33 Years of Crisis
Maria Matienzo Puerto
HAVANA TIMES — When I’m an old woman I’ll be able to tell my grandchildren that I visited hell – and believe me, Dante Alighieri’s The Divine Comedy fell short.
Each person has their own version, just as my story isn’t a blank slate. Still, I’m sure that there will be others who will tell me that their hell is hotter, more tortuous.
And I’ll believe them, because suffering is an individual experience, even when sometimes there are common details among people or certain groups of individuals.
But my own “little hell” (let’s call it) has a number of circles of disappointment and betrayal.
It all started when a man tried to get to know me because he wanted to have sex and at the same time try to get information about my group of friends. It was all so crude. He was trying to make me fall in love with him using pseudo-intellectual verbiage.
I never understood the game because he had the same level of access as me to certain groups of intellectuals. The week that he spent trying to get close to me helped me to draw one conclusion: the guy was a cop.
In another situation around the same time, I decided to share the rent on an apartment with a supposed friend (if the economic crisis is pummeling the world, you can only imagine what it’s doing to us Cubans).
Later my friend wound up being one of those people who see themselves as the center of the world. She turned out to be a bad person. I say this because she even broke my computer and didn’t even offer to help get it fixed. People look for prey, not friends.
Those are only two experiences, but I could add to them a whole maze of hospitals and contacts you have to deal with when you get sick and need to be examined. Likewise, I could include the whole struggle one has to wage when you’re a person who’s …let’s say …“different,” or when you can’t say what you’re thinking because “you’ll label yourself” (as my mother would say); or when they don’t pay you on time for your work and those people who are responsible aren’t interested in giving you an answer, or when your neighbors live wrapped up with the smallest detail of your life because it’s rare for a woman to live by herself.
And that’s not all. (At work) they had me stand in front of a group of people to humiliate me, to I guess lower myself in their eyes so that I would feel ashamed of I don’t know what.
Maybe it’s due to my knowing Spanish grammar, or on account of my reading too much. Perhaps it’s because I’m a lesbian or because I’m black. Then too, it could be due to people seeing me as “liberated” or because I’m published in several places. They never give me a specific reason.

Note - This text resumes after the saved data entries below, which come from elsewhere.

PR #979, opened 2022-04-23
Theedge 2068 add devices info

acosferreira:
# Description

return devices details inside device groups as we have on device view endpoint to avoid different responses and avoid call inventory api 

Fixes # ([issue](https://issues.redhat.com/browse/THEEDGE-2068))

## Type of change

What is it?

- [ ] Documentation update
- [ ] Tests update
- [ ] Refactor

# Checklist:

### DIFF
--- a/pkg/routes/devicegroups.go
+++ b/pkg/routes/devicegroups.go
@@ -31,10 +31,6 @@ func setContextDeviceGroupDetails(ctx context.Context, deviceGroup *models.Devic
 	return context.WithValue(ctx, deviceGroupKey, deviceGroup)
 }
 
-func setContextDeviceGroupDetailsView(ctx context.Context, deviceGroup *models.DeviceGroupDetailsView) context.Context {
-	return context.WithValue(ctx, deviceGroupKey, deviceGroup)
-}
-
 type deviceGroupDeviceKeyType string
 
 const deviceGroupDeviceKey = deviceGroupDeviceKeyType("device_group_device_key")
@@ -396,18 +392,6 @@ func GetDeviceGroupByID(w http.ResponseWriter, r *http.Request) {
 func getContextDeviceGroupDetails(w http.ResponseWriter, r *http.Request) *models.DeviceGroupDetails {
 	ctx := r.Context()
 	deviceGroupDetails, ok := ctx.Value(deviceGroupKey).(*models.DeviceGroupDetails)
-
-	if !ok {
-		ctxServices := dependencies.ServicesFromContext(ctx)
-		respondWithAPIError(w, ctxServices.Log, errors.NewBadRequest("Failed getting device group from context"))
-		return nil
-	}
-	return deviceGroupDetails
-}
-
-func getContextDeviceGroupDetailsView(w http.ResponseWriter, r *http.Request) *models.DeviceGroupDetailsView {
-	ctx := r.Context()
-	deviceGroupDetails, ok := ctx.Value(deviceGroupKey).(*models.DeviceGroupDetailsView)
 
 	if !ok {
 		ctxServices := dependencies.ServicesFromContext(ctx)
--- a/pkg/routes/devicegroups.go
+++ b/pkg/routes/devicegroups.go
@@ -31,6 +31,10 @@ func setContextDeviceGroupDetails(ctx context.Context, deviceGroup *models.Devic
 	return context.WithValue(ctx, deviceGroupKey, deviceGroup)
 }
 
+func setContextDeviceGroupDetailsView(ctx context.Context, deviceGroup *models.DeviceGroupDetailsView) context.Context {
+	return context.WithValue(ctx, deviceGroupKey, deviceGroup)
+}
+
 type deviceGroupDeviceKeyType string
 
 const deviceGroupDeviceKey = deviceGroupDeviceKeyType("device_group_device_key")
@@ -54,6 +58,10 @@ func MakeDeviceGroupsRouter(sub chi.Router) {
 		r.Route("/details", func(d chi.Router) {
 			d.Use(DeviceGroupDetailsCtx)
 			d.Get("/", GetDeviceGroupDetailsByID)
+		})
+		r.Route("/view", func(d chi.Router) {
+			d.Use(DeviceGroupDetailsCtxView)
+			d.Get("/", GetDeviceGroupDetailsByIDView)
 		})
 		r.Route("/devices/{DEVICE_ID}", func(d chi.Router) {
 			d.Use(DeviceGroupDeviceCtx)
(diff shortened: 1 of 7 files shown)


InsightsDroid:
Test results are available in [Ibutsu](https://url.corp.redhat.com/ibutsu-runs). The test run IDs are:
736636f2-c794-4976-a88e-9ba41a2802bc
8a5c25c8-2b4c-4fb3-bbc9-54fd94300168

InsightsDroid:
Test results are available in [Ibutsu](https://url.corp.redhat.com/ibutsu-runs). The test run IDs are:
0d868cba-882e-47d2-a5d3-5a56dac29a22
ecd56369-bb87-4cb3-b726-44394fbc1435

InsightsDroid:
Test results are available in [Ibutsu](https://url.corp.redhat.com/ibutsu-runs). The test run IDs are:
551a088a-48e3-4a75-86ec-f567effc0443
6e53a224-8884-44ad-a07b-80b59acf485a

pkg/routes/devicegroups.go
```diff
@@ -108,6 +116,57 @@ func DeviceGroupDetailsCtx(next http.Handler) http.Handler {
 	})
 }
 
+// DeviceGroupDetailsCtxView is a handler to Device Group Details requests
+func DeviceGroupDetailsCtxView(next http.Handler) http.Handler {
```
ldjebran, line 120: what make this function diffrent from DeviceGroupCtx ? why we need a new ctx function to get devicegroup ?

pkg/services/devicegroups.go
```diff
@@ -306,6 +307,44 @@ func (s *DeviceGroupsService) GetDeviceGroupDetailsByID(ID string) (*models.Devi
...
+		s.log.WithField("error", err.Error()).Error("Device details query error")
+		return nil, new(DeviceGroupNotFound)
+	}
+
+	var devicesIds []int
+	for _, device := range deviceGroupDetails.DeviceGroup.Devices {
+		devicesIds = append(devicesIds, int(device.ID))
+	}
+	var storedDevices []models.Device
+	if res := tx.Limit(limit).Offset(offset).Where("account = ? and ID in ?", account, devicesIds).
```
ldjebran, line 329: maybe we can pass ctx to the existing devices service 
```go
    newCtx := ctx.Where("ID in (?)", devicesIds)
   services.DeviceServices.GetDevicesView(limit, offset, newCtx) 

```

what do you think, rest to think how to get the devicesService

pkg/routes/devicegroups.go
```diff
@@ -108,6 +116,57 @@ func DeviceGroupDetailsCtx(next http.Handler) http.Handler {
...
+			if err != nil {
+				ctxServices.Log.Debug("ID is not an integer")
+				respondWithAPIError(w, ctxServices.Log, errors.NewBadRequest(err.Error()))
+				return
+			}
+
+			tx := devicesFilters(r, db.DB).Where("image_id IS NOT NULL AND image_id != 0")
+			pagination := common.GetPagination(r)
+
+			fmt.Printf("\n ID >>> %v\n", ID)
```
ldjebran, line 137: not needed anymore

pkg/routes/devicegroups.go
ldjebran: think that resolving business logic in the context function , make the code very unreadable,

Think we should use DeviceGroupCtx  and resolve the business logic  in GetDeviceGroupDetailsByIDView

pkg/routes/devicegroups.go
```diff
@@ -108,6 +116,57 @@ func DeviceGroupDetailsCtx(next http.Handler) http.Handler {
...
+			_, err := strconv.Atoi(ID)
+			ctxServices.Log = ctxServices.Log.WithField("deviceGroupID", ID)
+			ctxServices.Log.Debug("Retrieving device group")
+			if err != nil {
+				ctxServices.Log.Debug("ID is not an integer")
+				respondWithAPIError(w, ctxServices.Log, errors.NewBadRequest(err.Error()))
+				return
+			}
+
+			tx := devicesFilters(r, db.DB).Where("image_id IS NOT NULL AND image_id != 0")
```
AaronH88, line 134: Could we put `account` in this search query and just return an error here is the account dosent have the device group id

AaronH88, line 134: Is this re-using the filters made for devices?
Does this work ok? As their are some filters that are device specific, e.g. `update_available` and `device.uuid` 

Perhaps we need to make a specific `devicegroupFilters`

pkg/routes/devicegroups.go
```diff
@@ -108,6 +116,57 @@ func DeviceGroupDetailsCtx(next http.Handler) http.Handler {
...
+			fmt.Printf("\n ID >>> %v\n", ID)
+			deviceGroup, err := ctxServices.DeviceGroupsService.GetDeviceGroupDetailsByIDView(ID, pagination.Limit, pagination.Offset, tx)
+			if err != nil {
+				var responseErr errors.APIError
+				switch err.(type) {
+				case *services.DeviceGroupNotFound:
+					responseErr = errors.NewNotFound(err.Error())
+				default:
+					responseErr = errors.NewInternalServerError()
+					responseErr.SetTitle("failed getting third device group")
```
AaronH88, line 146: This title seems a little strange, why `third` device group?

pkg/routes/devicegroups.go
acosferreira: yes, the idea is be able to do the same filter for a device that belong a device group.
Given I have the list of devices for a group, I'd like to be able to perform the same filter and sort the list of device view
For the device groups the filters are applied in the list of groups not on details.

pkg/routes/devicegroups.go
acosferreira: At this moment there is no difference between the context that they can be handled by the logic.
We are adding this "duplication" to avoid break the FE in case we merge the BE first.
Instead use the /details we will use /view

pkg/routes/devicegroups.go
```diff
@@ -108,6 +116,57 @@ func DeviceGroupDetailsCtx(next http.Handler) http.Handler {
 	})
 }
 
+// DeviceGroupDetailsCtxView is a handler to Device Group Details requests
+func DeviceGroupDetailsCtxView(next http.Handler) http.Handler {
+	return http.HandlerFunc(func(w http.ResponseWriter, r *http.Request) {
+		ctxServices := dependencies.ServicesFromContext(r.Context())
+
+		if ID := chi.URLParam(r, "ID"); ID != "" {
```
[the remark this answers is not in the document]
acosferreira: its following the validation needed after the ID check

matoval:
Tested this PR with Edge-frontend [PR#405](https://github.com/RedHatInsights/edge-frontend/pull/405) and everything is working correctly on the UI.

pkg/routes/devicegroups.go
ldjebran: I understand , but you will break nothing if the logic will be in handler it self and not in the context handler.

ldjebran: + we are overwriting the devicegroup context value , with details one when using the same key.

ldjebran: so the solution may be like this (me and @AaronH88 was looking at this)

file pkg/routes/devicegroups.go
```go
func MakeDeviceGroupsRouter(sub chi.Router) {
        ....
	sub.Route("/{ID}", func(r chi.Router) {
	       ...
		r.Get("/devices-view", GetDeviceGroupDetailsByIDView)
                ....
	})
}

// GetDeviceGroupDetailsByIDView return devices groups details for an account and Id
func GetDeviceGroupDetailsByIDView(w http.ResponseWriter, r *http.Request) {
	ctxServices := dependencies.ServicesFromContext(r.Context())
	deviceGroup := getContextDeviceGroup(w, r)
	if deviceGroup == nil {
		return // error handled by getContextDeviceGroup already
	}

	devicesIDS := make([]uint, 0, len(deviceGroup.Devices))
	for _, device := range deviceGroup.Devices {
		devicesIDS = append(devicesIDS, device.ID)
	}
	tx := devicesFilters(r, db.DB).Where("image_id IS NOT NULL AND image_id != 0 AND ID IN (?)", devicesIDS)
	pagination := common.GetPagination(r)

	devicesCount, err := ctxServices.DeviceService.GetDevicesCount(tx)
	if err != nil {
		respondWithAPIError(w, ctxServices.Log, errors.NewNotFound("No devices found"))
		return
	}
	deviceGroupDevices, err := ctxServices.DeviceService.GetDevicesView(pagination.Limit, pagination.Offset, tx)
	if err != nil {
		responseErr := errors.NewInternalServerError()
		responseErr.SetTitle("failed getting device group")

		respondWithAPIError(w, ctxServices.Log, responseErr)
		return
	}
	var deviceGroupDetails models.DeviceGroupDetailsView
	deviceGroupDetails.DeviceGroup = deviceGroup
	deviceGroupDetails.DeviceDetails.Devices = deviceGroupDevices.Devices
	deviceGroupDetails.DeviceDetails.Total = int(devicesCount)
	respondWithJSONBody(w, ctxServices.Log, &deviceGroupDetails)
}


```
in conclusion we we added one route , and one handler function

AaronH88: This is a lot smaller code, and dosent require changes to the context. The model is the same as Ana proposed,

We think this may be a simpler solution, we tested locally and it works.
Let us know what you think Ana :smile:

acosferreira: :+1:

ldjebran (approved):
LGMT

The compartment of hell into which I’ve fallen is full of sick people who don’t respect anyone, but along with this they hope for the worse for everybody. I’ve spent 33 years going through this.
Now all I want to do is stay hidden in some corner so that I can maintain my strength and see if one day I’ll at least have grandchildren to tell all this to.
They say that “the best defense is a good offense,” Maria.
It seems to me that lesbians and gays might do better if they went on the offensive. Instead of “drawing fire” by labeling themselves, or allowing themselves to be labeled as lesbians and gays, each one might proclaim loudly and consistently, “I am bi-sexual, and so you and everyone else.”
The female who persecutes or tries to humiliate another female for being lesbian should not be allowed to “give it” without suffering a proper “give back.” She might be told something like, “You’re just jealous because I can be with a woman, and you can’t!” Or, at least, the old retort, “Don’t knock it, if you haven’t tried it!”
We are all the same, regardless of skin color or main sexual orientation. Perhaps if those who try to humiliate others for being lesbian or gay can best be put in their place by knowing that their aggressive homophobia will reveal them as probable lesbian or gay “want-to-bes.”
Good luck, Maria, in liberating yourself from little hell.